Common checkpoint #1: Ensure the NVIDIA host driver is loaded successfully and vGPU migration is enabled.
[root@xenserver ~]# dmesg |grep -E "NVRM|nvidia"
[ 23.667910] nvidia: module license 'NVIDIA' taints kernel.
[ 23.701203] nvidia-nvlink: Nvlink Core is being initialized, major device number 242
[ 23.701952] nvidia 0000:07:00.0: enabling device (0000 -> 0003)
[ 23.702288] nvidia 0000:08:00.0: enabling device (0000 -> 0003)
[ 23.702580] NVRM: loading NVIDIA UNIX x86_64 Kernel Module 390.28 Wed Jan 31 02:38:16 PST 2018 (using threaded interrupts)
[ 23.702597] NVRM: PAT configuration unsupported.
[ 25.478421] NVRM: Enabling vGPU live migration.
[ 26.311678] NVRM: Enabling vGPU live migration.
[ 34.076410] NVRM: Enabling vGPU live migration.
[ 34.697255] NVRM: Enabling vGPU live migration.
[root@xenserver ~]#
You can also get this kind of information in kernel logs (/var/log/kern.log), prefixed with NVRM or nvidia.

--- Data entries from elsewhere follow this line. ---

PR #312, opened 2016-05-03
Fix user-defined literal detection for Intel C++ compiler (#311)

### LINKED ISSUE #311: User-defined literals check for Intel C++ compiler
When compiling with the Intel C++ compiler version 14 using c++11 mode, the check for whether user-defined literals can be used does not work. Including `format.h` leads to the error:
```
include/cantera/ext/format.h(3223): error: expected an operator
  operator"" _format(const char *s, std::size_t) { return {s}; }
```
This compiler version does not support user-defined literals (support is introduced in version 15, per https://software.intel.com/en-us/articles/c0x-features-supported-by-intel-c-compiler). However, the macro `FMT_USE_USER_DEFINED_LITERALS` ends up being defined only by the GCC version.

The Intel compiler version can be checked using the macros `__ICC` on Linux/OSX and `__ICL` on Windows, which returns the number `1400` for my compiler version. There is apparently no macro that is actually cross-platform.

I've only checked this on version 2.1, but it looks like the test for this hasn't changed in master.

dean0x7d:
Fixes #311.

The `FMT_USE_USER_DEFINED_LITERALS` check is beginning to resemble a dumpster fire, but as per Intel's [C++11 feature notes](https://software.intel.com/en-us/articles/c0x-features-supported-by-intel-c-compiler) both the system compiler (gcc/msc) and icc itself must support the given feature:

> On Windows: when using Intel C++ compiler with Visual Studio 2010* or 2012*, the C++11 features supported by Visual C++ 2010/2012 are enabled by default. Use "/Qstd=c++11" to turn on the support for all other cases.
> On Linux or Mac OS X: the C++11 features supported by gcc on the path are enabled by default. Use "-std=c++11" to turn on the support for all other cases.

To make sure the UDL detection still works on any compiler I added a new compile test which checks that the feature detection in the header matches the one in CMake. `CMAKE_CXX_COMPILER` and `CPP11_FLAG` are passed to `compile-test` to ensure the same configuration.

Tested and working with Intel C++ 14.0-16.0 on Linux and 16.0 on Windows.

### DIFF
--- a/fmt/format.h
+++ b/fmt/format.h
@@ -105,7 +105,7 @@ typedef __int64          intmax_t;
 # define FMT_ICC_VERSION __ICL
 #endif
 
-#if defined(__clang__) && !defined(__INTEL_COMPILER)
+#if defined(__clang__) && !defined(FMT_ICC_VERSION)
 # pragma clang diagnostic push
 # pragma clang diagnostic ignored "-Wdocumentation"
 #endif
@@ -3915,7 +3915,7 @@ operator"" _a(const wchar_t *s, std::size_t) { return {s}; }
 # pragma GCC diagnostic pop
 #endif
 
-#if defined(__clang__) && !defined(__INTEL_COMPILER)
+#if defined(__clang__) && !defined(FMT_ICC_VERSION)
 # pragma clang diagnostic pop
 #endif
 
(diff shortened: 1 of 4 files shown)


vitaut:
Merged, thanks a lot for fixing this!

Issue #327, opened 2016-05-17
Android build is failing because of localeconv


dpantele:
Locale support added the following issue with the android build:

```
/tmp/asdk/android-ndk-r10e/toolchains/arm-linux-androideabi-4.9/prebuilt/linux-x86_64/bin/arm-linux-androideabi-g++ -MMD -MP -MF ./obj/local/armeabi-v7a/objs-debug/hello-jni/hello-jni.o.d -fpic -ffunction-sections -funwind-tables -fstack-protector-strong -no-canonical-prefixes -march=armv7-a -mfpu=vfpv3-d16 -mfloat-abi=softfp -fno-exceptions -fno-rtti -mthumb -Os -g -DNDEBUG -fomit-frame-pointer -fno-strict-aliasing -finline-limit=64 -O0 -UNDEBUG -marm -fno-omit-frame-pointer -I/tmp/asdk/android-ndk-r10e/sources/cxx-stl/gnu-libstdc++/4.9/include -I/tmp/asdk/android-ndk-r10e/sources/cxx-stl/gnu-libstdc++/4.9/libs/armeabi-v7a/include -I/tmp/asdk/android-ndk-r10e/sources/cxx-stl/gnu-libstdc++/4.9/include/backward -Ijni/../../fmt-3.0.0 -Ijni -DANDROID  -Wa,--noexecstack -Wformat -Werror=format-security  -fexceptions     -I/tmp/asdk/android-ndk-r10e/platforms/android-19/arch-arm/usr/include -c  jni/hello-jni.cpp -o ./obj/local/armeabi-v7a/objs-debug/hello-jni/hello-jni.o 
In file included from jni/hello-jni.cpp:19:0:
jni/../../fmt-3.0.0/fmt/format.h: In member function 'void fmt::BasicWriter<Char>::write_int(T, Spec)':
jni/../../fmt-3.0.0/fmt/format.h:2756:45: error: 'struct lconv' has no member named 'thousands_sep'
     fmt::StringRef sep = std::localeconv()->thousands_sep;
```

If you can’t see “NVRM: Enabling vGPU live migration” from the output, refer to NIVIDA documentation to enable vGPU live migration.
Common checkpoint #2: Ensure the host and guest NVIDIA drivers are matched version.
The NVIDIA host and guest drivers come in pairs in the same NVIDIA GRID vGPU software package. Whenever the host driver is updated, ensure the guest driver is updated too. Otherwise, mismatched host and guest driver versions may cause a problem (the driver version doesn’t need to be exactly the same, but need to be from the same GRID major version, GRID 6 or later).
Perform the following steps to check NVIDIA driver versions:
Note: The NVIDIA System Management Interface, nvidia-smi, is a command-line tool that reports management information for NVIDIA GPUs. See NVIDIA System Management Interface nvidia-smi for more information.
Common checkpoint #3: Ensure the destination host has a GPU available required by the VM.
Only a single vGPU type is permitted on each pGPU. If you attempt to migrate to a host already has different vGPU types running, you’ll not be able to perform the VM migration operation with following error:
A TDR (Timeout Detection and Recovery, meaning that the graphics device didn't respond to a request within 2 seconds and the operating system resets the graphics card) may occur after migration of a Windows VM with a vGPU attached. This may happen because Windows system may treat the downtime during the migration as a timeout in GPU operations.
To resolve this issue, modify how Windows tracks time during a migration by disabling two of the viridian enlightenments.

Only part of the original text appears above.